Un policier (dans la rue) : Oh, c'est la voix de Monsieur le
Baron ! ça change
tout, alors j'y vais. (Il court
à la fenêtre par laquelle le comte lui saute justement dans les
bras.)
Le policier : Tiens
donc, te voilà, toi ! (Il
l'attrape.)
Le comte (sort son browning mais on le
lui arrache de la main.)
On téléphone. Des policiers accourent. Arrive
également le capitaine de police. Le comte proteste, il se débat,
mais on finit difficilement par le maîtriser. Les policiers parcourent
les pièces, ils retrouvent le coffre-fort fracturé et le
domestique abattu. Ils fouillent dans les poches du comte et trouvent l'argent.
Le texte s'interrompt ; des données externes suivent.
PR #3695, opened 2024-04-08
Project Outline update

gcampbell-msft:
## The purpose of this change

This change modifies the Project Outline view to mirror what happens in Visual Studio, which shows a flat list of targets for each project. 

In this first edition of improving the Project Outline view, we only show non-generated targets and/or files. Additionally, we support the FOLDER property to group targets. 

We also slightly modified how items are viewed respective to what type of targets they are. 

For example, here is Bullet3 before and after. 
Before: 
image

After: 
image

Another example from the getting started guide from Azure RTOS:
Before:
image

After:
image


moyo1997 (approved):

spoyler:
Hello. Is there any a settings to return outline view to how it was before?

sinemakinci1:
@spoyler Hi, I opened an issue #3799 to track this request. For us to better understand your problem, why exactly would you like the prior view? Are there things you preferred about its organization of targets?

spoyler:
@sinemakinci1 Hi, Thanks for the answer.
When a project has many nested targets, then it is easier to navigate by its and the organization of the project looks similar to the arrangement of directories. With a flat list of goals, navigating the project becomes more difficult.

invy:
@sinemakinci1 CMake implies directory structure by "add_subdirectory". Also every library can have many "utility" targets, which are very seldom of interest. So basically, older view provides 'more natural filtering' based on the directory structure.
So, please add option to return the old outline view.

Le capitaine de police : Alors,
voyons un peu, qui es-tu ?!
Le comte (sort une carte de visite) : Je suis le comte Magnat, du
Park Club.
Le capitaine de police : Eheh… meheh…
Le baron : Ah,
mais c'est Poldi ! Also, Poldi, quelle drôle d'idée tu as eue
là, tu avais un si pressant besoin d'argent ? Un sacré
gamin, ce Poldi. C'est inouï, ça !
Le capitaine de police :
Pardonnez-moi, Messieurs, de vous interrompre, mais la situation est
suffisamment complexe pour que je sois obligé de demander à ces
Messieurs de bien vouloir entrer dans nos bureaux pour régler cette
affaire.
Le comte : Ha, ha, ha ! Ha,
ha !
Le capitaine de police (effaré) : S'il vous plaît, pourquoi riez-vous ?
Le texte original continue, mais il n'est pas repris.